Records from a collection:
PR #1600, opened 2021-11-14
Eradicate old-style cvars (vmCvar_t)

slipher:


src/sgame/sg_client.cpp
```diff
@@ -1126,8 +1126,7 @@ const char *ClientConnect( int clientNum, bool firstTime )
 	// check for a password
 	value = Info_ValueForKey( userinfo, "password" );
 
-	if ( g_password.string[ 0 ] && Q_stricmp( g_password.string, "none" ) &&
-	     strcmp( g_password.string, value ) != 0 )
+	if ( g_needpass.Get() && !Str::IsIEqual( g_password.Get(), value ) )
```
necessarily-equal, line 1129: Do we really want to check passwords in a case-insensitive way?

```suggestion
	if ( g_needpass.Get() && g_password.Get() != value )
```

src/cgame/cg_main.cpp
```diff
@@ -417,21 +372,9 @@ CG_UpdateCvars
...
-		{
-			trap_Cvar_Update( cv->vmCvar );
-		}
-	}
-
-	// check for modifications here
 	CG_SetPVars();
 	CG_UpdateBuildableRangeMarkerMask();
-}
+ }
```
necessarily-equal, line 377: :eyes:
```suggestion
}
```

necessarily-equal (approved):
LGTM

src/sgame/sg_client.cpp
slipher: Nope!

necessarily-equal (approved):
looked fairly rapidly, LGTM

==

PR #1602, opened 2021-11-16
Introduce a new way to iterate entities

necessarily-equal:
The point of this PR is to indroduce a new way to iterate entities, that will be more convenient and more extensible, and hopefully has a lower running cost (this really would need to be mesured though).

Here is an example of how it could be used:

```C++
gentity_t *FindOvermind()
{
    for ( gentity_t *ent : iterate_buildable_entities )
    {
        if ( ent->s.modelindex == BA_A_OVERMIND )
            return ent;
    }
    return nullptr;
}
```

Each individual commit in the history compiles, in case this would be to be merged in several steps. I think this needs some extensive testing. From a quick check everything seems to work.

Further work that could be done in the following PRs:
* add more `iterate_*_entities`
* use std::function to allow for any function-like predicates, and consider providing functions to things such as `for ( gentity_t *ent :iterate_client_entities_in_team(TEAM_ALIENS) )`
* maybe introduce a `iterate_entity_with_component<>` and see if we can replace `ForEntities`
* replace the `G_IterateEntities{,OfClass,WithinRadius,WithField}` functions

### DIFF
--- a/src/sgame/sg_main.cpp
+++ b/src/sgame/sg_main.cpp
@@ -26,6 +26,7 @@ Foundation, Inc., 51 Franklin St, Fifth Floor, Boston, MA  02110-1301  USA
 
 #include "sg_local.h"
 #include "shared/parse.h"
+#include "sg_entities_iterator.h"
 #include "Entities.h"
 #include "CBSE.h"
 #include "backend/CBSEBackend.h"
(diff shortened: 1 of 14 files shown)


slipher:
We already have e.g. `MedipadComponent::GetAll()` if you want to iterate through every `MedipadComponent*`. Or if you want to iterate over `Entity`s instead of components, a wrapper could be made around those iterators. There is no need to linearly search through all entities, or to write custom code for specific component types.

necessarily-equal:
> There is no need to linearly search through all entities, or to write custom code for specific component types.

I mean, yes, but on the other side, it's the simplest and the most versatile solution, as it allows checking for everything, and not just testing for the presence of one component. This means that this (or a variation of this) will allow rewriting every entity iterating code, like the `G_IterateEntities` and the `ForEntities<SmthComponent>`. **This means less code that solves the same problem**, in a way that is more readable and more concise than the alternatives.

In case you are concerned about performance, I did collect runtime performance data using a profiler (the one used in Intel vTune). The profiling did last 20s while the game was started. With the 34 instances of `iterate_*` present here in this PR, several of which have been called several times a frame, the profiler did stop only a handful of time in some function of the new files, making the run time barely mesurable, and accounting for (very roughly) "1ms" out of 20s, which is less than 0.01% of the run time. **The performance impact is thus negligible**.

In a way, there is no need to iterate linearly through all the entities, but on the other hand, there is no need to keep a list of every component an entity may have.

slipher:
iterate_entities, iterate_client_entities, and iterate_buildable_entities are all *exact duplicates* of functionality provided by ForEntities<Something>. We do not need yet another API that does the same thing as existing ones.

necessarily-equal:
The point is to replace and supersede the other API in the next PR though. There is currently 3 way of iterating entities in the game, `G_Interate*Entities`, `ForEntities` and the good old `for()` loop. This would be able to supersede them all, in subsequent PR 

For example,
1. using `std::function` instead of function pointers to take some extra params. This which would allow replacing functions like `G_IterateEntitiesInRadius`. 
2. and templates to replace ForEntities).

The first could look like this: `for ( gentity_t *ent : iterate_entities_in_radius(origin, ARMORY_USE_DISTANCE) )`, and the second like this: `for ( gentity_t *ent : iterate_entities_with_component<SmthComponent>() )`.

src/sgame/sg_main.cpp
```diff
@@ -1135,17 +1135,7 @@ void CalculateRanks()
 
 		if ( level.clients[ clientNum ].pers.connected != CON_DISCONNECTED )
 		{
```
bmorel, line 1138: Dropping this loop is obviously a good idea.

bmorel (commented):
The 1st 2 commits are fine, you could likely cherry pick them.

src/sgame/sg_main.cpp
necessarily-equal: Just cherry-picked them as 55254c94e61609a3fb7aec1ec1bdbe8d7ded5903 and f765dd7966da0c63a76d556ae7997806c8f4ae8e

▶ **TASK OBJECTIVE**
Write out exactly the lines that fall from the line with "The 1st 2 commits" to the line with "necessarily-equal: Just cherry-picked" in the records above, keeping both ends.

▶ **RESPONSE**
The 1st 2 commits are fine, you could likely cherry pick them.

src/sgame/sg_main.cpp
necessarily-equal: Just cherry-picked them as 55254c94e61609a3fb7aec1ec1bdbe8d7ded5903 and f765dd7966da0c63a76d556ae7997806c8f4ae8e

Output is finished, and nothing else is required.